Data excerpts:
Issue #880, opened 2026-05-14
Umbrella: concept:contract-observation hub + four-mode composition (lego the existing sugar pieces)


TSavo:
## Purpose

Track `concept:contract-observation` as the hub concept for runtime observation of contracts at ordinary callsites.

This is the shared substrate shape behind witness, monitor, emitter, and gate behavior. It is not a new memento family. It is a concept realization on a wrapper, selected through the existing realization / sugar / loss / policy machinery.

## Canonical Hub Term

Use a real parameterized concept term:

```text
concept:contract-observation(callsite_cid, contract_cid, mode)
```

`mode` is a slot/sort value, not bracket metadata. Existing pattern matching and body-template applicability must be able to inspect it.

## Mode Semantics

| Mode | Meaning | Wrapper effects | Typical surfaces |
|---|---|---|---|
| `witness` | observe and emit signed/runtime evidence | IO + sign | `provekit_witness`, JUnit harness, runtime witness package |
| `emitter` | observe and send to runtime sink | IO | slf4j, JUL, structlog, pino, logging, event bus |
| `gate` | observe and fail/throw/assert on violation | Throw/assert effect | Bean Validation, JUnit assertions, explicit checks |
| `monitor` | passive/least-effect marker for coverage/audit | least effect the wrapper validator permits; never object FCM pollution | liftable comments/tags, coverage markers |

Observer effects live on the observation wrapper only. They must not widen or mutate the wrapped object `FunctionContractMemento`.

## Composition Points

Runtime observation is not textual append. Body-template cells must declare where they compose with the wrapped operation:

| Composition point | Use case |
|---|---|
| `before` | precondition gates, input witnesses |
| `after-return` | output witnesses, success emitters, result-preserving logging |
| `after-throw` | error emitters, failure witnesses |
| `around` | full lifecycle wrappers, try/catch/finally observation |

A result-returning operation must preserve the original result. For `after-return`, the shape is:

```text
result = wrapped_operation(...)
observation(result, ...)
return result
```

Never replace the wrapped result with the observation concept's own return sort.

## Recursive Composition

Observation bodies may contain nested concept citations. Example:

```text
concept:contract-observation(callsite, contract, emitter)
  -> body template cites concept:log-emit(level, message, fields)
  -> language/library sugar realizes concept:log-emit
```

That recursion is tracked in #884. The important invariant is concepts all the way down: logging, witnessing, gates, and comments are all selected surfaces for concepts, not side channels hardcoded into one language kit.

[...]

Issue #737, opened 2026-05-12
## Sugar #3: JUnit5 (Java, inverse of JUnit lifter) — JSON file


TSavo:
JUnit5 test methods as sugar entries. requires(P) → @Test method assertThrows on ¬P; ensures(Q) → @Test method assertTrue Q on a witnessing input. Lines up with --mode=witness runtime mode axis.

Parent: #732 (plugin-protocol umbrella)

TSavo:
Closing as superseded backlog from the older migration/trinity/body-template inventory wave.

The active queue is now organized around #1486 plus concrete per-kit RPC/LSP/materialize/lift/emit/prove issues. Broad migration rows, audit-row placeholders, old body-template completeness items, and one-off catalog inventory mints should be refiled only if they still matter as narrow current work with file paths, tests, and acceptance criteria.

LSP remains in scope; this closure is only for stale migration/inventory bookkeeping.

Issue #735, opened 2026-05-12
## Sugar #1: Spring (Java) — JSON file


TSavo:
Spring annotations as a sugar dict JSON file. Entries: x > k → @Min(k+1), x >= k → @Min(k), x < k → @Max(k-1), x <= k → @Max(k), x != null → @NotNull, s.len() >= k → @Size(min=k). Lives in menagerie/<lang>-language-signature/specs/sugar/spring.json (path per spec).

Parent: #732 (plugin-protocol umbrella)

TSavo:
Closing as superseded backlog from the older migration/trinity/body-template inventory wave.

The active queue is now organized around #1486 plus concrete per-kit RPC/LSP/materialize/lift/emit/prove issues. Broad migration rows, audit-row placeholders, old body-template completeness items, and one-off catalog inventory mints should be refiled only if they still matter as narrow current work with file paths, tests, and acceptance criteria.

LSP remains in scope; this closure is only for stale migration/inventory bookkeeping.

PR #883, opened 2026-05-14
Scope Java contract-observation sugars by mode

TSavo:
## Summary
- add optional `mode` applicability to the sugar-dict spec for contract-observation runtime modes
- make the Java realizer match sugar entries against the full request mode vector
- scope Java Bean Validation sugar to `gate` and JUnit5 sugar to `witness`, with re-minted plugin CIDs

## Verification
- RED first: `mvn -q -pl provekit-realize-java-core -am -Dtest=JavaNullBoundaryRealizerTest#modeScopedJunitWitnessSugarDoesNotApplyToMonitor test` failed before the matcher fix
- `mvn -q -pl provekit-realize-java-core -am -Dtest=JavaNullBoundaryRealizerTest test`
- `cargo test -p provekit-plugin-loader java_`
- `git diff --check`

Refs #735, #737, #880.

### DIFF
--- a/implementations/java/provekit-realize-java-core/src/main/java/com/provekit/realize/RpcServer.java
+++ b/implementations/java/provekit-realize-java-core/src/main/java/com/provekit/realize/RpcServer.java
@@ -89,12 +89,13 @@ public final class RpcServer {
         String returnType = JsonUtil.decodeJsonStringField(paramsObj, "return_type");
         String conceptName = JsonUtil.decodeJsonStringField(paramsObj, "concept_name");
         String mode = JsonUtil.decodeJsonStringField(paramsObj, "mode");
+        List<String> modes = JsonUtil.decodeJsonStringArray(paramsObj, "modes");
         ContractPayload contract = ContractPayload.fromJson(JsonUtil.extractObjectField(paramsObj, "contract"));
         List<String> sugarPlugins = JsonUtil.decodeJsonObjectArray(paramsObj, "sugar_plugins");
         List<String> params = JsonUtil.decodeJsonStringArray(paramsObj, "params");
         List<String> paramTypes = JsonUtil.decodeJsonStringArray(paramsObj, "param_types");
         SugarRealizer.Realization r =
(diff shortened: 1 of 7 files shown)


TSavo (commented):
Finding:

1. P1: The spec still defines sugar selection as single-winner, but this PR's Java behavior and tests require inclusive multi-mode emission. The updated §4 records all mode-matching candidates, then says to sort them and emit only the TOP candidate (`protocol/specs/2026-05-12-sugar-dict-memento.md:147-165`). The Java consumer now does the opposite: for each witness and each entry, every mode-matching sugar is appended to `out` (`implementations/java/provekit-realize-java-core/src/main/java/com/provekit/realize/SugarRealizer.java:546-568`), and the new test asserts `witness,gate` emits both Bean Validation and JUnit for the same non-null clause (`implementations/java/provekit-realize-java-core/src/test/java/com/provekit/realize/JavaNullBoundaryRealizerTest.java:129-145`). I think the implementation behavior is the product direction, but the normative spec needs to name it, e.g. split selection by observation mode or introduce an explicit inclusive policy for multi-mode requests. Otherwise a conforming non-Java kit following §4.3 will emit only one of the two sugars and fail the cross-kit semantics this PR is trying to establish.

Checks run locally:
- `mvn -q -pl provekit-realize-java-core -am -Dtest=JavaNullBoundaryRealizerTest test`
- `cargo test -p provekit-plugin-loader java_`
- `git diff --check`

TSavo:
Fixed in 3510bc21.

The sugar-dict spec now names the emission policy explicitly:

- `best-only`: ordinary competing sugar surfaces emit one lowest-loss candidate.
- `inclusive`: mode-composition emits every applicable candidate that survives matching, ordered by loss/tie-break, without discarding lower-ranked candidates.

For `concept:contract-observation`, inclusive mode is now required when the request has a mode vector and selected sugars cover different requested modes. The spec explicitly says a `witness,gate` Java realization with matching JUnit witness sugar and Bean Validation gate sugar MUST emit both, each with its own loss record.

Verification after the spec-only amend: `git diff --check`.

Task statement:
For the string "full", go line by line through the material and copy every line that has it.

Task solution:
| `around` | full lifecycle wrappers, try/catch/finally observation |
- make the Java realizer match sugar entries against the full request mode vector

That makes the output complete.